Hmm, also: maybe it would be best to fix it in async-single? and then call that every write? then flumeview-reduce can focus on just doing database stuff. If I recall correctly, the way I'm doing clearTimeout and setTimeout is a gonna be a bit slow there...

mixmix · 2019-09-29T07:32:15Z

This code looks good to me, seems like a smart improvement.
10k seems high, but for 700MB of 8k messages that would be only ~9 write calls. Many messages will be less than that... feels about right though. I wonder what the mean message size is (backs carefully away from nerd-snipe trap)

dominictarr · 2019-09-29T23:03:16Z

@mixmix mean message size is about 700 bytes, because the most popular messages, contacts (follows), and votes (likes) are small.

mixmix · 2019-09-29T23:31:53Z

That would mean ~100 write calls over 700MB ... still ok Could make it 20e3 and cut it down to 50. I guess another way to think about it is what the time-period is between saves.... but that might depend on the complement of indexes you're running (to my eye they seem to increase in step but don't know what's governing under the hood)

…

On Sep 30 2019, at 12:03 pm, Dominic Tarr ***@***.***> wrote: @mixmix (https://github.com/mixmix) mean message size is about 700 bytes, because the most popular messages, contacts (follows), and votes (likes) are small. — You are receiving this because you were mentioned. Reply to this email directly, view it on GitHub (#12?email_source=notifications&email_token=AAUK3HWREJA4BIGG3GNLUMLQMEX3JA5CNFSM4IXVTSM2YY3PNVWWK3TUL52HS4DFVREXG43VMVBW63LNMVXHJKTDN5WW2ZLOORPWSZGOD74A4UQ#issuecomment-536350290), or mute the thread (https://github.com/notifications/unsubscribe-auth/AAUK3HSJBJ56DLVQJQGHZLLQMEX3JANCNFSM4IXVTSMQ).
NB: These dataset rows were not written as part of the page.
PR #414, opened 2026-07-16
feat(parser): route machine-readable intermediate_output alongside SignablePayload

prasanna-anchorage:
## Summary

Surfaces the structured decode the parser already computes (Solana instruction name, discriminator, named accounts, program call args) in the output envelope, so downstream policy engines can validate against it instead of only the human-readable, flattened text.

## Changes

- **proto**: add `bytes intermediate_output = 5` to `ParsedTransactionPayload`, and an opt-in `bool include_intermediate_output` on `ParseRequest` (default `false`).
- **chain-agnostic plumbing**: thread a `ConversionResult { payload, intermediate_output }` through the converter trait, registry, and every chain. Written once — only Solana populates it today; other chains return `None` and can add a schema later with no further envelope changes.
- **Solana schema**: `visualsign_solana::intermediate` (published, borsh-serializable, deterministic `BTreeMap` + canonical JSON) with a `schema_version` drift guard so consumers can pin the shape.
- **CLI**: `--with-intermediate` dumps the raw borsh bytes for inspection.

## Backward compatibility

The new field is excluded from the derived Borsh encoding (`#[borsh(skip)]`). The signing path derives the digest from the payload's own field and appends the intermediate bytes **only when present**, so the no-intermediate case is byte-for-byte identical to the prior four-field digest. Emission is opt-in per request, so existing clients and signatures are unaffected until they opt in.

## Testing

- `make -C src test` — all pass.
- `cargo clippy --all-targets -- -D warnings` — clean.
- Unit tests assert the empty case equals the legacy digest and the present case appends `borsh(Vec<u8>)`.


src/chain_parsers/visualsign-solana/src/intermediate.rs
```diff
@@ -0,0 +1,418 @@
...
+}
+
+fn canonical_args_json(args: &serde_json::Map<String, Value>) -> String {
+    // Re-key into a BTreeMap so JSON output is alphabetized regardless of
+    // upstream insertion order. We hold references to avoid cloning Values.
+    let ordered: BTreeMap<&String, &Value> = args.iter().collect();
+    // serde_json::to_string never fails on a Map<String, Value>; on the
+    // off-chance it does we fall back to an empty object so the surrounding
+    // borsh encoding stays well-formed.
+    serde_json::to_string(&ordered).unwrap_or_else(|_| "{}".to_string())
```
pepe-anchor: should: `canonical_args_json` alphabetizes only top-level keys, but the module doc and its test claim canonical alphabetized JSON, and with `serde_json/preserve_order` active in the workspace nested object keys serialize in insertion order, so a consumer that mirrors this published schema and relies on canonical JSON can mismatch.

<details>

The returned string is stored as `program_call_args_json: String` (line 112), borsh-encoded into `intermediate_output` and signed into the digest. Line 186 re-keys only the top-level `Map` into a `BTreeMap`; nested `serde_json::Value` objects serialize per serde_json build features. `cargo tree -e features` shows `serde_json feature preserve_order` enabled transitively in the workspace graph, so in a unified build nested keys follow insertion order rather than sorted order. The doc lines 17-19 (canonical JSON, keys are alphabetized) and the test `canonical_args_json_alphabetizes_keys` (line 341, top-level only) overstate the guarantee. This is the exact serde/borsh ordering-determinism class we have been bitten by before. Fix: either canonicalize recursively (walk the Value tree re-keying nested Maps) or correct the doc and test to state that only top-level keys are sorted and nested determinism relies on the upstream parser.

</details>

src/chain_parsers/visualsign-solana/src/core/visualsign.rs
```diff
@@ -327,28 +329,75 @@ impl VisualSignConverter<SolanaTransactionWrapper> for SolanaVisualSignConverter
...
+            return Ok(ConversionResult::new(payload));
+        }
+
+        let idl_registry = create_idl_registry_from_options(&options)?;
+        Ok(
+            match build_intermediate_bytes(&message_hex, &idl_registry) {
+                Some(bytes) => ConversionResult::with_intermediate(payload, bytes),
+                None => ConversionResult::new(payload),
+            },
+        )
```
pepe-anchor, line 384: should: No test anywhere sets `include_intermediate_output: true`, so the Solana emit path (`build_intermediate_bytes` then `extract_solana_intermediate_output` then borsh then `ConversionResult::with_intermediate`) is never exercised end to end, on a path whose output is signed into the digest and consumed by policy.

<details>

`rg include_intermediate_output` returns zero `true` occurrences across the repo, and no test reads `.intermediate_output` off a converted result. Adjacent unit tests exist (`parse.rs` covers `signing_digest_bytes` with hand-built payloads; `intermediate.rs` covers the From-impl projection and borsh round-trips), but the production branch that parses a real message, applies custom IDLs, borsh-encodes, and wraps `with_intermediate` is untested, including the best-effort `None` fallback. Add at least one converter or gRPC test with `include_intermediate_output: true` asserting non-empty `intermediate_output` for a known Solana tx (ideally cross-checking a transfer amount against the `SignablePayload`), plus one asserting graceful empty on an undecodable message. `tests/common/mod.rs::options_with_idl` (the only helper wiring `idl_mappings`) and `integration/tests/parser.rs::parser_solana_native_transfer_e2e` are the natural places.

</details>

src/chain_parsers/visualsign-solana/src/core/visualsign.rs
```diff
@@ -327,28 +329,75 @@ impl VisualSignConverter<SolanaTransactionWrapper> for SolanaVisualSignConverter
...
+/// Best-effort: if `solana_parser::parse_transaction_with_idls` cannot parse
+/// the message (e.g. an obscure variant we still display via fallback paths)
+/// we drop the intermediate output rather than fail the whole conversion. The
+/// SignablePayload is still returned so visual signing keeps working; only
+/// policy-engine evaluation degrades to "no metadata".
+fn build_intermediate_bytes(
+    message_hex: &str,
+    idl_registry: &crate::idl::IdlRegistry,
+) -> Option<Vec<u8>> {
+    match extract_solana_intermediate_output(message_hex, false, idl_registry) {
```
pepe-anchor, line 426: comment: The machine-readable `intermediate_output` is produced by `solana_parser::parse_transaction_with_idls`, a separate decoder from the `instructions::decode_instructions` path that builds the human-readable `SignablePayload`, so the two can diverge on the same bytes and a policy engine may validate a decode that differs from what the user visually verified.

<details>

For a visual-signing product this is the classic user-sees-X, machine-consumes-Y surface. Mitigations already in place and worth acknowledging: both are bound into the signed digest, the intermediate is best-effort (dropped to `None` on parse failure so policy degrades to no-metadata rather than wrong-metadata), and it is opt-in, so the real signing boundary is preserved. Transfers and accounts stay faithful because `decode_transfers` also routes through `solana_parser`. The code comment at `build_intermediate_bytes` already flags unifying to a single decoder as tracked work. Worth confirming there is a plan or drift test comparing the two decoders before the policy engine trusts these bytes.

</details>

src/chain_parsers/visualsign-solana/src/core/visualsign.rs
```diff
@@ -327,28 +329,75 @@ impl VisualSignConverter<SolanaTransactionWrapper> for SolanaVisualSignConverter
...
+            SolanaTransactionWrapper::Legacy(transaction) => {
+                let payload = convert_to_visual_sign_payload(
+                    transaction,
+                    options.decode_transfers,
+                    options.transaction_name.clone(),
+                    &options,
+                    #[cfg(feature = "diagnostics")]
+                    &lint_config,
+                )?;
+                let hex = hex::encode(transaction.message.serialize());
```
pepe-anchor: nit: `message.serialize()` plus `hex::encode` run in both match arms before the `include_intermediate_output` early return, so every conversion on the default path pays a serialize and hex-encode it never uses.

<details>

The PR keeps the default path byte-identical in output, but this adds a full message serialize plus hex on the hot signing path (a third serialize, since `decode_transfers` already serializes the message). Defer both `let hex = ...` computations into the `if options.include_intermediate_output` branch.

</details>

pepe-anchor (commented):
[AI Review]

src/parser/cli-core/src/output.rs
```diff
@@ -216,5 +217,17 @@ pub fn parse_and_display(
...
+    // be captured verbatim as a downstream (e.g. C++) test fixture. Decoding
+    // into a typed schema is chain-specific and intentionally left to the
+    // consumer; the CLI stays chain-agnostic and passes the bytes through.
+    if let Some(bytes) = &conversion.intermediate_output {
+        println!(
+            "\n=== intermediate_output ({} bytes, borsh) ===",
+            bytes.len()
+        );
+        println!("{}", hex::encode(bytes));
+    }
```
pepe-anchor, line 236: nit: With `--output json --with-intermediate`, the `=== intermediate_output ===` header and hex are printed to stdout after the JSON via `println!`, so stdout is no longer valid JSON for a scripted consumer.

<details>

The human-format hint elsewhere in this function uses `eprintln!` (stderr) to keep stdout clean; this dump uses `println!`. Emit the hex block to stderr, or document that `--with-intermediate` is intended for interactive fixture capture rather than piping JSON.

</details>

src/parser/cli/src/serve.rs
pepe-anchor, line 1: must: The non-default `serve` feature no longer compiles because `decode_file` serializes a `ConversionResult`, which is not `Serialize`, and CI only builds default features so it will not catch this.

<details>

This PR changed `TransactionConverterRegistry::convert_transaction` to return `ConversionResult` (derives only `Debug, Clone`, see `visualsign/src/vsptrait.rs:36-40`) instead of `SignablePayload`. At `serve.rs:238`, `decode_file` still does `serde_json::to_value(&payload)` where `payload` is now a `ConversionResult`, so `cargo check -p parser_cli --features serve` fails with `the trait Serialize is not implemented for ConversionResult`. `serve` is a non-default feature (`cli/Cargo.toml:13`; `default = [solana, ethereum, tron, diagnostics]` omits it) and `make -C src test/lint` builds `parser_cli` with default features only, so the break is invisible to CI. Fix: serialize the inner payload, `serde_json::to_value(&payload.payload)`. The line is outside this PR diff hunks (the changed hunks are the two `prepare_runtime` call sites) so this is file-anchored, but it is a direct consequence of the trait change in this PR.

</details>

src/chain_parsers/visualsign-solana/src/intermediate.rs
prasanna-anchorage: Resolved in 04c686bd. `canonical_args_json` now canonicalizes recursively — the `serde_json::Value` tree is walked via `canonicalize_value`/`canonicalize_map`, re-keying every nested object into sorted order so the output is byte-deterministic regardless of `preserve_order`. The module doc and `program_call_args_json` field doc were updated to state the guarantee accurately. Added `canonical_args_json_alphabetizes_nested_keys` covering top-level, nested-object, and array-embedded-object key ordering with differing insertion orders.

src/chain_parsers/visualsign-solana/src/core/visualsign.rs
prasanna-anchorage: Resolved in 04c686bd. Expanded the `build_intermediate_bytes` doc with a `# Dual-decoder divergence` section documenting the risk, the mitigations in place (both bound into the signed digest, opt-in emission, transfers route through `solana_parser`, fail-to-`None` not wrong-metadata), and that a drift test is the guard until the structured decode becomes the single source of truth. The new `intermediate_output_emitted_for_known_transfer` test serves as the initial drift guard — it cross-checks the intermediate's transfer amount against the human-readable `SignablePayload`.

src/chain_parsers/visualsign-solana/src/core/visualsign.rs
prasanna-anchorage: Resolved in 04c686bd. Added `intermediate_output_emitted_for_known_transfer` — converts a known System Program transfer with `include_intermediate_output: true`, decodes the emitted borsh bytes back into the published `SolanaIntermediateOutput` schema, and cross-checks `decoded.transfers[0].amount == "1000000000"` against the `SignablePayload`. Also added `build_intermediate_bytes_returns_none_on_undecodable` asserting the graceful `None` fallback on garbage input (`"deadbeef"`).

src/parser/cli-core/src/output.rs
prasanna-anchorage: Resolved in 04c686bd. Both `println!` calls for the intermediate-output hex dump were switched to `eprintln!`, so stdout stays a clean JSON document even with `--with-intermediate --output json`. This mirrors the human-format hint earlier in the function, which also uses `eprintln!` to keep stdout clean.

src/parser/cli/src/serve.rs
prasanna-anchorage: Resolved in 04c686bd. `decode_file` now serializes the inner payload (`&payload.payload`) instead of the `ConversionResult` wrapper. Verified with `cargo check -p parser_cli --features serve` (was failing before the fix) and `cargo test -p parser_cli --features serve` (10 serve tests pass). CI now also passes — `ubuntu` check is green.

src/chain_parsers/visualsign-solana/src/core/visualsign.rs
prasanna-anchorage: Resolved in 04c686bd. The `message.serialize()` + `hex::encode` are now deferred into the `if options.include_intermediate_output` branch (after the early return), so the default signing path pays nothing for a blob it never uses. The match above now only builds the `payload`; a second match below the opt-in gate computes `message_hex` only when needed.

src/chain_parsers/visualsign-solana/src/core/visualsign.rs
```diff
@@ -327,28 +329,111 @@ impl VisualSignConverter<SolanaTransactionWrapper> for SolanaVisualSignConverter
...
+///
+/// The eventual architecture (tracked, not yet implemented — see
+/// [`extract_solana_intermediate_output`]) is to make the structured decode the
+/// single source of truth from which the `SignablePayload` is generated and
+/// pass these bytes through as-is, eliminating the re-parse. Until that lands,
+/// a drift test that cross-checks the intermediate against the `SignablePayload`
+/// for known transactions is the guard against silent divergence; see
+/// `intermediate_output_emitted_for_known_transfer` for an initial cross-check
+/// (transfer amount) and add more cases as the schema grows.
+fn build_intermediate_bytes(
```
pepe-anchor, line 422: should: The machine-readable `intermediate_output` is decoded by a separate path (`solana_parser::parse_transaction_with_idls`) from the human-readable `SignablePayload` (`decode_instructions`); binding both into one signed digest makes divergence tamper-evident but does not make them agree, and the only cross-check today is one System-transfer amount, so a decoder drift on the fields a policy engine actually consumes would ship uncaught.

<details>

The sole drift test is `intermediate_output_emitted_for_known_transfer` (line 740), which asserts a single System transfer amount. There is no case covering SPL transfers, `program_call_args_json` from an IDL-decoded instruction, named accounts, or a versioned/ALT transaction, which are exactly the fields PROF-355 wants policy to validate. Since the intermediate is the artifact policy trusts, add per-instruction-class drift cases that cross-check the intermediate against the same values rendered in the SignablePayload as the schema grows.

</details>

src/integration/tests/parser.rs
```diff
@@ -207,6 +209,7 @@ async fn parser_solana_native_transfer_e2e() {
         );
         tracing::debug!("Solana transaction: {}", solana_tx);
         let parse_request = ParseRequest {
+            include_intermediate_output: false,
```
pepe-anchor, line 212: should: All five `ParseRequest` literals hard-code `include_intermediate_output: false`, including `parser_solana_native_transfer_e2e`, so the end-to-end path that threads the opt-in flag through the gRPC request, populates the bytes, and surfaces them is never covered, and a regression in the flag wiring (`gateway/src/main.rs:236`) or the base64 response encoding would pass CI.

<details>

Solana is the only chain that populates the field today, so `parser_solana_native_transfer_e2e` (line 199) is the natural place to flip the flag to `true` and assert the response carries a non-empty `intermediate_output`. Library-level emit (`intermediate_output_emitted_for_known_transfer`) and gateway serde unit tests cover the two ends, but the request-flag-to-emission wiring in the middle is untested end to end.

</details>

src/chain_parsers/visualsign-solana/src/intermediate.rs
```diff
@@ -0,0 +1,502 @@
...
+#[derive(BorshSerialize, BorshDeserialize, Debug, Clone, PartialEq, Eq)]
+pub struct SolanaParsedInstructionDataIo {
+    pub instruction_name: String,
+    pub discriminator: String,
+    pub named_accounts: BTreeMap<String, String>,
+    /// Canonical JSON string with alphabetized keys at every nesting level.
+    /// Built by recursively re-keying the `serde_json::Value` tree into sorted
+    /// order, so byte-identical inputs produce byte-identical encodings
+    /// regardless of `serde_json`'s `preserve_order` build feature.
+    pub program_call_args_json: String,
```
pepe-anchor, line 118: question: `program_call_args_json` is built from `serde_json::Value` numbers, and with no `arbitrary_precision` in the workspace a `u128`/`i128` program arg would be coerced to lossy `f64` before a policy engine ever validates it, unlike transfer amounts which are carried as strings.

<details>

SOL/SPL transfer amounts use `String` and are lossless. But `program_call_args` arrives from `solana_parser` as `serde_json::Value`; `serde_json::Number` without `arbitrary_precision` (confirmed absent in `src/Cargo.lock`) holds only i64/u64/f64. Is every policy-relevant numeric IDL arg guaranteed <= u64, or can a token/DeFi arg be u128-scale? If the latter, a policy engine keying on that arg validates a rounded value; consider normalizing numeric IDL args to strings the way transfers already are.

</details>

src/parser/app/src/routes/parse.rs
```diff
@@ -120,13 +127,40 @@ pub(crate) fn parse_with_registry(
...
+/// Backward-compatibility contract: `intermediate_output` is excluded from the
+/// derived Borsh encoding (`#[borsh(skip)]`, applied by codegen). When it is
+/// empty, this returns exactly `borsh(payload)` — byte-for-byte identical to
+/// the pre-feature four-field encoding, so existing signatures/consumers are
+/// unaffected. When it is non-empty, its Borsh `Vec<u8>` encoding (u32-LE
+/// length prefix followed by the raw bytes, matching a downstream borsh
+/// encoder) is appended. Presence is out-of-band (no tag byte), so an
+/// intermediate-unaware consumer that also appends nothing agrees on the empty
+/// case and correctly rejects the non-empty case it cannot verify.
+fn signing_digest_bytes(payload: &ParsedTransactionPayload) -> Vec<u8> {
```
pepe-anchor, line 145: comment: The signed bytes are `borsh(4 fields, field 5 skipped)` optionally followed by `borsh(Vec<u8>)` of the intermediate, a non-standard scheme the code comment says an intermediate-unaware verifier will reject on the non-empty case, so the HSM consumer (anchorage#223146) must implement the identical borsh-skip-then-append logic or signatures silently fail once a client opts in.

<details>

This is a cross-repo coordination note, not a bug. The digest is `sha256(borsh(msg with field 5 skipped) || (non-empty ? borsh(Vec<u8>) : nothing))`, not `sha256(borsh(full message))`. A verifier that borsh-encodes the whole payload including field 5, or appends the raw bytes without the u32-LE length prefix, computes a different digest. Worth pinning this in a shared spec/fixture (the CLI `--with-intermediate` hex dump helps) rather than only in the `signing_digest_bytes` doc comment.

</details>

pepe-anchor (approved):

dominictarr · 2019-09-30T00:11:48Z

@mixmix flumedb is ment to be generic, it's not just for ssb. That's why there is no "ssb-" at the start.
also, to get the correct write number, also multiply by the number of reduces.

mixmix · 2019-10-01T02:29:38Z

Good point - forgot the general context

…

On Sep 30 2019, at 1:11 pm, Dominic Tarr ***@***.***> wrote: @mixmix (https://github.com/mixmix) flumedb is ment to be generic, it's not just for ssb. That's why there is no "ssb-" at the start. also, to get the correct write number, also multiply by the number of reduces. — You are receiving this because you were mentioned. Reply to this email directly, view it on GitHub (#12?email_source=notifications&email_token=AAUK3HTLEGV6SH5T7YD5TQLQME74JA5CNFSM4IXVTSM2YY3PNVWWK3TUL52HS4DFVREXG43VMVBW63LNMVXHJKTDN5WW2ZLOORPWSZGOD74CFQQ#issuecomment-536355522), or mute the thread (https://github.com/notifications/unsubscribe-auth/AAUK3HQ3V75I6QWS4LZ3Z33QME74JANCNFSM4IXVTSMQ).

dominictarr · 2019-10-01T20:33:12Z

@mixmix see the organizational patterns doc https://hackmd.io/IM5_tWIfSFuNoe3jtrjrtQ#well-thought-out-good-ideas

christianbundy · 2019-12-11T02:02:31Z

Been thinking about this and I should probably write it down.

Are there any simple gradient descent patterns we could use here? I'm sure there are much better algorithms, but I'm imagining an implementation where you do batches of:

16: If the batch of 16 finishes first, you do 8 16 32.
32: If the batch of 32 finishes first do 16 32 64 again
64 If the batch of 64 finishes first you do 32 64 128

I'm sure we have better tools at our disposal, but I'd imagine that any solution that worked here would also work in flumedb/flumeview-level#15.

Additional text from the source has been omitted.